#### Directions:
What lines of the data below include the word "knownInstallable"? Report them by copying each.

[Collected data entries]
BEGIN

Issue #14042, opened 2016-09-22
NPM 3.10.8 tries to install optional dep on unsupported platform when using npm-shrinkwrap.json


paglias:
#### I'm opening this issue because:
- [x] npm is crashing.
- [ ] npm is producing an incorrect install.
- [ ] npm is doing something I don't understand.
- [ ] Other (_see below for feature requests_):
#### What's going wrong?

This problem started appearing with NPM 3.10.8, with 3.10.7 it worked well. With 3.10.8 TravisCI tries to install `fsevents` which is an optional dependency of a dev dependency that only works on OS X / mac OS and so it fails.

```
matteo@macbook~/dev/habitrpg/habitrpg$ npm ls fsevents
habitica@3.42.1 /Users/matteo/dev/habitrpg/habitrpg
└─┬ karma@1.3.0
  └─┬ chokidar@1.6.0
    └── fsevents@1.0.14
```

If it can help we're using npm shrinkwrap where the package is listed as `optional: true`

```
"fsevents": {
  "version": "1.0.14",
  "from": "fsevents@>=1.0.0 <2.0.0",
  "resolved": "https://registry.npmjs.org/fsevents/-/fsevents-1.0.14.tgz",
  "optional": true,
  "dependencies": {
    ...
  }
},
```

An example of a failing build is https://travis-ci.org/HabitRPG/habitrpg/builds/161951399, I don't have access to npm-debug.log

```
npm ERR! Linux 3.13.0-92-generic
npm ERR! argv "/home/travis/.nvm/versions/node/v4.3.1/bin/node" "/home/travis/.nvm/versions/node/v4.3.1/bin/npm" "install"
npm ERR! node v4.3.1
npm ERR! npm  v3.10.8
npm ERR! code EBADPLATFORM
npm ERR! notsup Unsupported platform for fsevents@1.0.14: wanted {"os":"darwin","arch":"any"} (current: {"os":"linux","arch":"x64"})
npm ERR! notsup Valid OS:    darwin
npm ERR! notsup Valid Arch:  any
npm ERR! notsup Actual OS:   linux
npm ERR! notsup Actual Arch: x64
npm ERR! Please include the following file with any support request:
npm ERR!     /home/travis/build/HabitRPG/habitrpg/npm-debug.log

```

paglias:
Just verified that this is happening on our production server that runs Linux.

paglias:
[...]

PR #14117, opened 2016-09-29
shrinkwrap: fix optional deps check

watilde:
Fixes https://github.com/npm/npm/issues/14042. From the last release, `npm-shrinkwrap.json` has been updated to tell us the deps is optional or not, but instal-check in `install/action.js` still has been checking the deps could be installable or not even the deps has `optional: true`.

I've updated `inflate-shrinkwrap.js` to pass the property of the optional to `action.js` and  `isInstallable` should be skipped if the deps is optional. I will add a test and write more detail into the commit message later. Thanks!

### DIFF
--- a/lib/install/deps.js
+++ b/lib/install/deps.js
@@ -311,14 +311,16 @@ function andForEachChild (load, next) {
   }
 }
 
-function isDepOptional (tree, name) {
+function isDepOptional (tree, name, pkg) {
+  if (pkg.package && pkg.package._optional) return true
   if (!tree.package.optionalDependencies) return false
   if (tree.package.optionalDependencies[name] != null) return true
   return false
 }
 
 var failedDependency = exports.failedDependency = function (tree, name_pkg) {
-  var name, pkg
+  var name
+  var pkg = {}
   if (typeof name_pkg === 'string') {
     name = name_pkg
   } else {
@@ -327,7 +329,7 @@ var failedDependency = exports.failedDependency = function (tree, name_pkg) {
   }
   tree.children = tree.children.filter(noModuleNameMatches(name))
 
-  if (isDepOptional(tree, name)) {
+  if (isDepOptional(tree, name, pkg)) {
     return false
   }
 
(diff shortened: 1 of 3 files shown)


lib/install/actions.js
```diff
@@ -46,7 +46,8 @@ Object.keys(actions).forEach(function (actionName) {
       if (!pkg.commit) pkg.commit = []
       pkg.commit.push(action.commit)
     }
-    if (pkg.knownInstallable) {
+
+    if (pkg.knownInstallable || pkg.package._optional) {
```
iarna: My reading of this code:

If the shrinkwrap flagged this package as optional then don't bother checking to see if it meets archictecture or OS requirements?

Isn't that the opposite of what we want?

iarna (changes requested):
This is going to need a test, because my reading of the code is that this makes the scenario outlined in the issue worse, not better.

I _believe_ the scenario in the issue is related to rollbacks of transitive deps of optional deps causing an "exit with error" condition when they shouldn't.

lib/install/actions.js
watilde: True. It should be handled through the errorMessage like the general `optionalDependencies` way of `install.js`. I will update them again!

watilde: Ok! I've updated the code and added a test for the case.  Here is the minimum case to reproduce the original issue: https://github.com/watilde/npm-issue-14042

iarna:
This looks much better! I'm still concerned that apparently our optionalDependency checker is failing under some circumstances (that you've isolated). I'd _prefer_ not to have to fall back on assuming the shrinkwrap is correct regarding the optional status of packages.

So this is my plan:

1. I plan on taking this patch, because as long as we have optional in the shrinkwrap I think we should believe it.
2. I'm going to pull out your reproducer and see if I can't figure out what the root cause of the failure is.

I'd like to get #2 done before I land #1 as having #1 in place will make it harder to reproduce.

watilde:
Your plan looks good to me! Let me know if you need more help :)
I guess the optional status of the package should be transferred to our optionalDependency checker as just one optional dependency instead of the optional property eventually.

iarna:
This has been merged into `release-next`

END
BEGIN

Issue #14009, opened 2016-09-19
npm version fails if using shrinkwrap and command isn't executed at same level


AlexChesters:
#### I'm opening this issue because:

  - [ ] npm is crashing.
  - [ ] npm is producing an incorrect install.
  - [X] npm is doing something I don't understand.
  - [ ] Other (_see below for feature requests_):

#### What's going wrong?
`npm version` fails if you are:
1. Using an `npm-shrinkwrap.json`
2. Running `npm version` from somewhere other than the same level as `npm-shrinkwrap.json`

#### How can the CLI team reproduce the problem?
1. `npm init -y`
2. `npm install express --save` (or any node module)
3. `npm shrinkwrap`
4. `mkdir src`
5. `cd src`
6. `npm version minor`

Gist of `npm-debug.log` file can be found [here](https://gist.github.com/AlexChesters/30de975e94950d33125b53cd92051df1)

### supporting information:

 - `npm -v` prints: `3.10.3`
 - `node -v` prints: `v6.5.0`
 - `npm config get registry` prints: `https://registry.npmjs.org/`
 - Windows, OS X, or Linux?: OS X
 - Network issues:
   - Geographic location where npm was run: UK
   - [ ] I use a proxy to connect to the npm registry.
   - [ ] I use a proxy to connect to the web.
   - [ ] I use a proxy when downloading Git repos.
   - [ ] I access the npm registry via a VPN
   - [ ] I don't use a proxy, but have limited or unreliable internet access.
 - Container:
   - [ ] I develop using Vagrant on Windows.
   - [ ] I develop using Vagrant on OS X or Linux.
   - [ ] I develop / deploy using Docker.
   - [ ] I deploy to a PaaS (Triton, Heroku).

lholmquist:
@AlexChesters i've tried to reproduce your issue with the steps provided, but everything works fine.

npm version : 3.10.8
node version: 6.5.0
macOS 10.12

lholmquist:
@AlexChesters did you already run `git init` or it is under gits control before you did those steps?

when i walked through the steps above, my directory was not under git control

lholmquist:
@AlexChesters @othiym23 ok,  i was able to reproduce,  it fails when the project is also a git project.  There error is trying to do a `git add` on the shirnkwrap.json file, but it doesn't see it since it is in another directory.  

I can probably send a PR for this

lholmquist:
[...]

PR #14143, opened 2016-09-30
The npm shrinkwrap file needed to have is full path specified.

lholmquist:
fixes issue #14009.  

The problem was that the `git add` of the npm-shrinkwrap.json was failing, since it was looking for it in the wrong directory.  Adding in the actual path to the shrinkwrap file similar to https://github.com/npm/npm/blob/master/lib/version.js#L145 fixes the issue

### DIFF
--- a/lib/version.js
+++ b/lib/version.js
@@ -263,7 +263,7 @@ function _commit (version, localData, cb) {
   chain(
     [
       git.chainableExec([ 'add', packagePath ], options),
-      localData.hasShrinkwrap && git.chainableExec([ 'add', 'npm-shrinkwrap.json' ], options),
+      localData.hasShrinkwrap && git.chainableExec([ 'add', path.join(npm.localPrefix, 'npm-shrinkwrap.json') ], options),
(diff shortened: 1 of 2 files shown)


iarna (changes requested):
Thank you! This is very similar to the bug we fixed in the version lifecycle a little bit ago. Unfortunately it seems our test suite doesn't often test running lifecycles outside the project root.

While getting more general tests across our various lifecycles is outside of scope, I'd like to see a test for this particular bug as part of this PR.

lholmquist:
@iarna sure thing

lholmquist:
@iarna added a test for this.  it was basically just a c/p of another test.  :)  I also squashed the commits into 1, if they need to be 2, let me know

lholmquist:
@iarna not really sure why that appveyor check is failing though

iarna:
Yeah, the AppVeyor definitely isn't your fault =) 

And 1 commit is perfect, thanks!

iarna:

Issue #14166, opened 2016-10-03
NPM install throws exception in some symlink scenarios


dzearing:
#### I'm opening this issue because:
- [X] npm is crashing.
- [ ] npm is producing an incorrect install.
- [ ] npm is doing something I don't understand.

END

#### The answer:
-    if (pkg.knownInstallable) {
+    if (pkg.knownInstallable || pkg.package._optional) {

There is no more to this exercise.